SQL is a complete database language. It is used for defining a relational database, creating views, and specifying queries. In addition, it allows for rows to be inserted, updated, and deleted. In database terminology, it is both a data definition language (DDL), a data manipulation language (DML), and a data control language (DCL). SQL, however, is not a complete programming language like Python, R, and Java. Because SQL statements can be embedded into general-purpose programming languages, SQL is often used in conjunction with such languages to create application programs. The embedded SQL statements handle the database processing, and the statements in the general-purpose language perform the necessary tasks to complete the application.

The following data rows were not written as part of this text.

PR #137, opened 2021-01-13
FDS-95 - Prevent multiple rows from entering in edit mode

lordpixel:
Hi team,

As of today, all reccords in a Table can be edited at the same time, which causes lots of issues. The root cause seems to be that the `isEditing` flag is scoped to the row, so every row is in charge of its edit state.

**The bug**
https://recordit.co/U8HRrG52bJ

The flag was replaced with the actual id of the record that is being edited, we also moved the flag and its setter functions to the upper `context`.

**The fix**
https://recordit.co/J6b3d6NLCj

I am sure there could be other ways to implement this, please feel free to propose any other approach.

Cheers.

### DIFF
--- a/packages/cascara/src/modules/ActionEdit/ActionEdit.js
+++ b/packages/cascara/src/modules/ActionEdit/ActionEdit.js
@@ -17,11 +17,20 @@ const propTypes = {
 };
 
 const ActionEdit = ({ dataTestIDs, editLabel = 'Edit' }) => {
-  const { isEditing, setIsEditing, formMethods, record, onAction } = useContext(
-    ModuleContext
-  );
+  const {
+    idOfRecordInEditMode,
+    isEditing,
+    enterEditMode,
+    exitEditMode,
+    formMethods,
+    record,
+    onAction,
+    uniqueIdAttribute,
+  } = useContext(ModuleContext);
   const { handleSubmit, formState, reset } = formMethods;
   const { isDirty, isSubmitting } = formState;
+  const recordId = record[uniqueIdAttribute];
+  const whenAnotherRowIsEditing = Boolean(idOfRecordInEditMode);
 
   /**
    * this seems like ugly, we need to find a better way
@@ -47,7 +56,7 @@ const ActionEdit = ({ dataTestIDs, editLabel = 'Edit' }) => {
       }
     );
 
-    setIsEditing(false);
+    exitEditMode();
   };
 
   const handleCancel = () => {
@@ -72,7 +81,7 @@ const ActionEdit = ({ dataTestIDs, editLabel = 'Edit' }) => {
       }
     );
 
-    setIsEditing(true);
+    enterEditMode(recordId);
   };
 
   const onSubmit = (data) => {
@@ -87,7 +96,7 @@ const ActionEdit = ({ dataTestIDs, editLabel = 'Edit' }) => {
       }
     );
 
-    setIsEditing(false);
+    exitEditMode();
   };
 
   return isEditing ? (
@@ -115,6 +124,7 @@ const ActionEdit = ({ dataTestIDs, editLabel = 'Edit' }) => {
     <Button
       {...editTestId}
       className='ui basic button'
+      disabled={whenAnotherRowIsEditing}
       onClick={handleEdit}
       type='button'
     >
--- a/packages/cascara/src/ui/Table/context/RowProvider.js
+++ b/packages/cascara/src/ui/Table/context/RowProvider.js
@@ -4,16 +4,24 @@ import { ModuleContext, ModuleProvider } from '../../../modules/context';
 const RowProvider = ({ children, value, ...props }) => {
   const grandparentValues = useContext(ModuleContext);
 
-  // Here we need to not pass the isEditing and setIsEditing values from grandparent which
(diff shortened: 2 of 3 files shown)


packages/cascara/src/modules/DataCheckbox/DataCheckbox.js
```diff
@@ -30,8 +30,14 @@ const DataCheckbox = ({
   value,
   ...rest
 }) => {
-  const { isEditing, formMethods } = useContext(ModuleContext);
+  const {
+    formMethods,
+    record,
+    uniqueIdAttribute,
+    idOfRecordInEditMode,
+  } = useContext(ModuleContext);
```
brianespinosa, line 38: @lordpixel I think for this solution, we want the Data Modules to not have to be aware of all this information. Remember... they will also be used inside of a Form.

They should be able to look up the the nearest Module Provider and see if they should be editing or not. That can still be a boolean value.

I think all of this repeated code in all of these modules can actually get moved into the Row Context. We can make the row context react to changes in the parent context. That way all of the Data Modules can stay the same. All a module should care about is if it is editing or not. The logic for controlling that should exist outside of the module.

Remember that we have two nested contexts here. We can do some fancy work inside the nested context to translate that row to know if it should be editing or not.

lordpixel: sure thing, let me work on it.

brianespinosa (changes requested):
- Leave all Data Modules the way they are
- Move logic to determine which row is being edited into RowProvider by looking at TableProvider and using that info to set isEditing in RowProvider.

lordpixel:
> * Leave all Data Modules the way they are
> * Move logic to determine which row is being edited into RowProvider by looking at TableProvider and using that info to set isEditing in RowProvider.

@brianespinosa the changes are applied, thanks for your suggestions, it ended up better that it was.

packages/cascara/src/ui/Table/context/RowProvider.js
```diff
@@ -4,16 +4,24 @@ import { ModuleContext, ModuleProvider } from '../../../modules/context';
...
+    idOfRecordInEditMode,
+    uniqueIdAttribute,
+    ...rest
+  } = grandparentValues;
+  const { record } = value;
+  const recordId = record[uniqueIdAttribute];
+
+  // isEditing is based on wether the record ids are the same
+  const isEditing = recordId === idOfRecordInEditMode;
+
```
brianespinosa, line 17: Oh yes. This is great. Now those Modules don't need to know at all what is happening outside of them. Great use case for separation of concerns. Hoist the isEditing logic up a little higher. <3

packages/cascara/src/modules/ActionEdit/ActionEdit.js
```diff
@@ -17,11 +17,20 @@ const propTypes = {
...
+  const {
+    idOfRecordInEditMode,
+    isEditing,
+    enterEditMode,
+    exitEditMode,
+    formMethods,
+    record,
+    onAction,
+    uniqueIdAttribute,
+  } = useContext(ModuleContext);
```
brianespinosa, line 29: I think in the context of ActionEdit... this might actually be an early indication for us that we will have some Component specific Modules. I THINK this is the right way to do this for Table. But this also means this same Action Module will not work for Form.

We may need to consider making a modules folder inside Table and then calling this something like `TableActionEdit` instead.

Let's leave it here for now but I am pretty sure we made a discovery here about specialization with Action Modules.

brianespinosa (changes requested):
@lordpixel this all looks great now and significantly more simple. 🙌🏽 

Can we also get a few test cases for this to make sure we don't lose the isolation in row editing? After that, I think we can merge.

brianespinosa:
Go ahead and resolve those conversation items when you see them. They are not holding back the PR.

packages/cascara/src/modules/ActionEdit/ActionEdit.js
lordpixel: I thought about this when coding the changes, you are right on the fact that component-specific modules will start to be more evident. This is one of them, and I first realized when I saw some failing tests in another suite (outside Table) and the solution made me think - oh crap this can possibly be a foot-gun - haha.

Let me evaluate the effort for change suggested here, I think it's worth to have good semantics reflected in the file structure as well so if it results to be easy-piece I will make it too.

brianespinosa: @lordpixel if you do change this, I think it would make sense to keep the old ActionEdit but put it inside Form. That is still correct I think for editing a form. For table, the component with changes you made here is correct.

lordpixel: @brianespinosa I am having some problems with the unit test for validating the single-row edit. Can we merge this so FE can have the fix and then push the test case?

brianespinosa: @lordpixel yes. Let's do that.

brianespinosa (approved):
Approving changes. Separate PR will come with unit tests.

@lordpixel please create a separate task to track those unit tests.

SQL is a declarative language, because you declare the desired results. Languages such as Java are procedural languages, because the programmer specifies each step the computer must execute. The SQL programmer can focus on defining what is required rather than detailing the process to achieve what is required. Thus, SQL programs are much shorter than their procedural equivalents.

You were introduced to SQL in Chapters 3 through 6. This chapter provides an integrated coverage of the language, pulling together the various pieces presented previously.

Data definition

The DDL part of SQL encompasses statements to operate on tables, views, and indexes. Before we proceed, however, the term “base table” must be defined. A base table is an autonomous, named table. It is autonomous because it exists in its own right; it is physically stored within the database. In contrast, a view is not autonomous because it is derived from one or more base tables and does not exist independently. A view is a virtual table. A base table has a name by which it can be referenced. This name is chosen when the base table is generated using the CREATE statement. Short-lived temporary tables, such as those formed as the result of a query, are not named.

Key

The concept of a key occurs several times within SQL. In general, a key is one or more columns identified as such in the description of a table, an index, or a referential constraint. The same column can be part of more than one key. For example, it can be part of a primary key and a foreign key. A composite key is an ordered set of columns of the same table. In other words, the primary key of lineitem is always the composite of (lineno, saleno) in that order, which cannot be changed.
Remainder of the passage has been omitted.